PR #4130, opened 2023-12-14
feat: enable obfuscation and resource shrinking for Android

reidzeibel:
closes https://github.com/AtB-AS/kundevendt/issues/3744

This PR will enable obfuscation and resource shrinking in Android builds for store variant. 

In order to test the build, you can go to the GitHub Actions, then click on the "Build staging android project", select "run workflow", select branch `ridwan/obfuscation-android`, set force new build to true, and then run the workflow. 

The build will be for "Store" variant even though its "Build staging android project" (just for testing the build). Will only build for AtB, and will publish the result to AppCenter.

image

### DIFF
--- a/android/app/build.gradle
+++ b/android/app/build.gradle
@@ -8,7 +8,7 @@ apply plugin: "com.bugsnag.android.gradle"
 /**
  * Set this to true to Run Proguard on Release builds to minify the Java bytecode.
  */
-def enableProguardInReleaseBuilds = false
+def enableProguardInReleaseBuilds = true
 
 /**
  * The preferred build flavor of JavaScriptCore.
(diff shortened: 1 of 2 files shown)


reidzeibel:
Obfuscation result on MainApplication.java 
image

Non-obfuscated result 

image

reidzeibel:
The result of the latest changes is pretty much the same, classes are obfuscated properly and we just need to test that everything works as intended.

reidzeibel:
@gorandalum do you have any further input on this task? or should we just try to test it when it gets merged?

gorandalum:
I'm okay with this. If we are unsure if this is OK by Entur we can provide them the apk and they can take a look.

gorandalum (approved):

PR #4135, opened 2023-12-15
fix: Error while beacons is activated

jorelosorio:
Closes https://github.com/AtB-AS/kundevendt/issues/8621

This issue fix a non-covered case when requesting kettle info but without having initialized the SDK, so it might close the app is the state is not right.

### DIFF
--- a/ios/BridgeModules/KettleSDKExtension.m
+++ b/ios/BridgeModules/KettleSDKExtension.m
@@ -5,19 +5,22 @@
 #import <KettleKit/KettleKit.h>
 #import <KettleKit/KettleKit-Swift.h>
 static void InitializeKettle(NSDictionary *launchOptions) {
+  NSString *apiKey = [NSString stringWithFormat:@"%@", KETTLE_API_KEY];
+  if ([apiKey length] > 0) {
     KTLConfig* config = [KTLConfig KTLDefaultConfig];
-    NSString *apiKey = [NSString stringWithFormat:@"%@", KETTLE_API_KEY];
-    #if DEBUG
-        config.developmentApiKey = apiKey;
-    #else
-        config.productionApiKey = apiKey;
-    #endif
-
+    
+#if DEBUG
+    config.developmentApiKey = apiKey;
+#else
+    config.productionApiKey = apiKey;
+#endif
+    
     config.developmentLogLevel = KTLLogLevelDebug;
     config.productionLogLevel = KTLLogLevelNone;
-
+    
     // Initialize Kettle
     [KTLKettle prepare:config launchOptions:launchOptions];
+  }
 }
 #endif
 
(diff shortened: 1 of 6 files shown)


ios/BridgeModules/KettleSDKExtension.m
```diff
@@ -5,19 +5,22 @@
 #import <KettleKit/KettleKit.h>
 #import <KettleKit/KettleKit-Swift.h>
 static void InitializeKettle(NSDictionary *launchOptions) {
+  NSString *apiKey = [NSString stringWithFormat:@"%@", KETTLE_API_KEY];
```
jorelosorio, line 8: Extra security to make sure that the KETTLE_API_KEY is present and have a Key on it, not allow empty.

src/stacks-hierarchy/Root_TabNavigatorStack/TabNav_ProfileStack/Profile_PrivacyScreen.tsx
```diff
@@ -98,7 +99,9 @@ export const Profile_PrivacyScreen = () => {
               }}
               testID="privacyButton"
               onPress={async () => {
-                await Linking.openURL(kettleInfo.privacyDashboardUrl!);
+                const privacyDashboardUrl = await getPrivacyDashboardUrl();
+                privacyDashboardUrl &&
+                  (await Linking.openURL(privacyDashboardUrl));
```
gorandalum, line 104: Not really sure that this is the best handling for the user. Earlier we didn't show the button if there was no `privacyDashboardUrl`. Now we show the button, but clicking it has no effect if no `privacyDashboardUrl`. 

Is it possible to make the handling more safe than before, but still having the url's available on the kettle info object?

jorelosorio: I had a talk with Kogenta and seems like this method always returns a URL so that is why is there but if for some reason it fails no action as you said, before this URL was inside KettleInfo, but we moved it out because the URL must be generated every time is requested because it expires in 15m so in order to show the button based on if there is a URL or not is fine but might be that when the user really presses the button the link expires, so that is why is now upon requests.

marius-at-atb (approved):
Lgtm :+1:

src/stacks-hierarchy/Root_TabNavigatorStack/TabNav_DashboardStack/Dashboard_RootScreen/components/Announcement.tsx
```diff
@@ -49,16 +49,7 @@ export const Announcement = ({announcement, style}: Props) => {
...
-            style={styles.content}
-            accessible={true}
-            accessibilityRole={announcement.actionButton ? 'button' : undefined}
-            accessibilityHint={
-              announcement.actionButton !== undefined
-                ? t(DashboardTexts.announcemens.button.accessibility)
-                : undefined
-            }
-          >
+          <View style={styles.content} accessible={true}>
```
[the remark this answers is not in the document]
jorelosorio: It was part of the review process that accessibility was wrong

━━━━━━━━

§ **YOUR GOAL**
Where the string "opened" shows up in the listing above, copy the line that holds it.

§ **YOUR SOLUTION**
PR #4130, opened 2023-12-14
PR #4135, opened 2023-12-15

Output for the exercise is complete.